Although most obviously fueled by advertisers, Wolf states that there are political and economic forces that act to maintain this standard.
“In drawing attention to the physical characteristics of women leaders, they can be dismissed as either too pretty or too ugly. The net effect is to prevent women’s identification with the issues. If the public woman is stigmatized as too ‘pretty,’ she’s a threat, a rival–or simply not serious; if derided as too ‘ugly,’ one risks tarring oneself with the same brush by identifying oneself with her agenda.”
Wolf carefully walks us through the various realms of life in which the Beauty Myth has taken its toll. I’ll discuss two of them: In the workplace, a woman has no clear legal recourse–her beauty, or lack of it, can be used against her: In one 1986 case, a woman lost a sexual harassment claim because she dressed “too beautifully.” In another, a woman was denied partnership in a top ten accounting firm “because she needed to learn to walk, talk and dress more femininely.”

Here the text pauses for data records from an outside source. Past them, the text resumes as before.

PR #6, opened 2016-10-26
Breaking SetOfAdminSubjects into Assessment, Segment classes

burzum619:
Repo has also been updated to map Segment rows in tblsetofadminsubjects to the segments collection in the Assessment.

Some uncertainties/doubts I have
- Currently, the Segments collection in each assessment is either empty (non-segmented test) or greater than 1. It is never 1, but I don't think this is particularly problematic.
- The endpoint was updated from /assessments/admin-subject/ to /assessments/assessment/. It seems slightly redundant, although it still makes sense to me as we are obtaining a single assessment (and not a segment, form, item, or other entity which we may add APIs for later)
- I kept the Assessment and Segments object immutable after creation (no setters). However, our constructors will become unwieldy very quickly as we add properties to these objects. Should we move to using Builders for these objects?


client/src/main/java/tds/assessment/Assessment.java
```diff
@@ -51,7 +61,7 @@ public String getAssessmentId() {
      * @return {@code true} if the assessment is segmented
      */
     public boolean isSegmented() {
-        return segmented;
+        return segments.size() > 1;
```
millerts, line 65: Suggest doing `return segments.isEmpty()` and add a check in the constructor that the List has to either be empty or contain more than 1 record.

client/src/main/java/tds/assessment/Assessment.java
```diff
@@ -1,40 +1,50 @@
...
+    public Assessment(String key,
+                      String assessmentId,
+                      List<Segment> segments,
+                      String selectionAlgorithm,
+                      float startAbility,
+                      String subjectName) {
         this.key = key;
         this.assessmentId = assessmentId;
-        this.segmented = segmented;
+        this.segments = segments;
```
millerts: What if we created a [umodifiableList](https://docs.oracle.com/javase/7/docs/api/java/util/Collections.html#unmodifiableList%28java.util.List%29) since the list should never change once created?

service/src/main/java/tds/assessment/repositories/impl/AssessmentQueryRepositoryImpl.java
```diff
@@ -0,0 +1,88 @@
...
+                "S.name, \n" +
+                "A.virtualtest AS assessmentKey\n" +
+            "FROM itembank.tblsetofadminsubjects A \n" +
+            "LEFT JOIN itembank.tblsubject S ON S._key = A._fk_Subject \n" +
+            "WHERE A.virtualtest = :key OR A._key = :key \n" +
+            "ORDER BY assessmentKey DESC";
+
+
+        List<Map<String,Object>> rows = jdbcTemplate.queryForList(SQL, parameters);
+        Assessment assessment = null;
```
millerts: Why declare the Assessment here?  I'd probably have it in the `else` block since it is is only used in it.  Same for the Segments List creation.

service/src/main/java/tds/assessment/web/endpoints/AssessmentController.java
```diff
@@ -9,36 +9,38 @@
...
 import tds.common.web.exceptions.NotFoundException;
 
 /**
  * Controller handling admin subject related entities
  */
 @RestController
-@RequestMapping("/assessments/admin-subject")
-class AdminSubjectController {
-    private final AdminSubjectService service;
+@RequestMapping("/assessments/assessment")
```
millerts: I think we should drop the `assessment`.  The only reason `admin-subject` was there is because I didn't understand that it represented an assessment.  Now I think the `key` is the id so `/assessments/key` makes sense to me.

In another case, the judge ruled that the woman rightfully lost her job because it was “inappropriate for a supervisor of women to dress like a woman.” Over and over, Wolf supplies precedent law in which the woman is judged to be too beautiful, too ugly, too old, too fat, dressed too nice, not dressed nice enough. In other words, it is legal for a woman to be hired or fired generally on the basis of her physical appearance.
The Beauty Myth has made its most serious impact in the realm of women’s health. 90 to 95 percent of anorexics and bulimics are women.
“The American Anorexia and Bulimia Association states that anorexia and bulimia strike a million American women every year…Each year 150,000 American women die of anorexia.” It is estimated that one woman student in five is anorexic. Cosmetic surgeons are having a field day, with women seeking out the knife for every conceivable flaw.
The Beauty Myth preaches that normal, round, healthy women’s bodies are too fat; that cushy, soft women’s flesh is really cellulite; that women with small breasts aren’t sexy; that women lacking the “perfect” face aren’t attractive; that a woman over 30 who shows signs of life on her face is ugly. No wonder women are either not asking or disregarding the dangers of cosmetic surgery in their quest for this holy grail of “beauty.”